** DATA TO EXAMINE follows **

PR #204, opened 2017-02-28
Added automatic devno setting for NIC, HBA, VF in mock support

andy-maier:
Details:
- Added an IdPool class that can allocate and free integer ID values. This is used for devno allocation in faked partitions.
- Added unit test cases for the new IdPool class.
- Added automatic setting of the 'device-number' property when not specified by the caller, for faked HBA, NIC and VF resources, in the value range of 0x8000 to 0xFFFF.


leopoldjuergen:
+1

** End of DATA TO EXAMINE **

» **WHAT IS BEING ASKED**
Return the entries above in full and exactly as written.

» **SOLVED EXERCISE**
PR #204, opened 2017-02-28
Added automatic devno setting for NIC, HBA, VF in mock support

andy-maier:
Details:
- Added an IdPool class that can allocate and free integer ID values. This is used for devno allocation in faked partitions.
- Added unit test cases for the new IdPool class.
- Added automatic setting of the 'device-number' property when not specified by the caller, for faked HBA, NIC and VF resources, in the value range of 0x8000 to 0xFFFF.


leopoldjuergen:
+1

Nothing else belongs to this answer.